*Data excerpts:*
****************

Issue #610, opened 2022-08-29
Astronomer Providers not displayed in Providers view in Airflow UI


josh-fell:
**Describe the bug**
In the Airflow UI, there is a Provider view under the Admin menu. This view displayed all of the Airflow provider packages installed in an environment. However, Astronomer Providers is missing from the view even when it is installed (and done so by default with our Astro Runtime image).

For example, let's start a brand new Astro project locally and verify `astronomer-providers` is installed:
<img width="676" alt="image" src="https://user-images.githubusercontent.com/48934154/187112074-ffd9cca9-95e2-4cc3-9023-dd605c8d6770.png">

Then navigate to the Providers view in the Airflow UI via Admin > Providers. Notice Astronomer Providers is absent from the list:
<img width="1053" alt="image" src="https://user-images.githubusercontent.com/48934154/187112165-09d7ae6b-2957-4141-ab98-22b65cd6d3eb.png">

**To Reproduce**
1. Start a new, local Astro project with `astro dev init`.
2. Run `astro dev start` to launch the Astro project.
3. From the command line, verify `astronomer-providers` is installed via `astro dev bash --webserver' then 'pip list | grep astronomer-providers`
4. In the Airflow UI, navigate to the Providers view via Admin > Providers menus.

**Expected behavior**
Astronomer Providers should be displayed in the Providers view within the Airflow UI.

**Screenshots**
See above.

**Desktop (please complete the following information):**
 - OS: MacOS Monterrey
 - Browser: Chrome

**Smartphone (please complete the following information):**
 N/A

**Additional context**
N/A

PR #626, opened 2022-09-07
Add provider entry_points for airflow UI

pankajastro:
This PR is an attempt to add an entry point in the provider so that Airflow can display the astronomer-provider metadata in UI

Screenshot 2022-09-08 at 3 39 47 AM

closes: https://github.com/astronomer/astronomer-providers/issues/610

### DIFF
--- a/setup.cfg
+++ b/setup.cfg
@@ -134,6 +134,10 @@ all =
 include =
     astronomer.*
 
+[options.entry_points]
+apache_airflow_provider=
+  provider_info=astronomer.providers.package:get_provider_info
+
 [flake8]
 enable-extensions=G
 exclude = venv/*,tox/*,specs/*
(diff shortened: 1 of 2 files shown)


phanikumv (approved):
Looks good, please link to the issue that josh has raised

setup.cfg
```diff
@@ -134,6 +134,10 @@ all =
 include =
     astronomer.*
 
+[options.entry_points]
+apache_airflow_provider=
```
pankajkoti, line 138: Is the name correct or should we rename it to include astronomer?

pankajastro: I don't think https://airflow.apache.org/docs/apache-airflow-providers/index.html#creating-your-own-providers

****************

*Exercise:* Go through the material above and count the lines that include "images". Give the number alone.

*Task output:* 2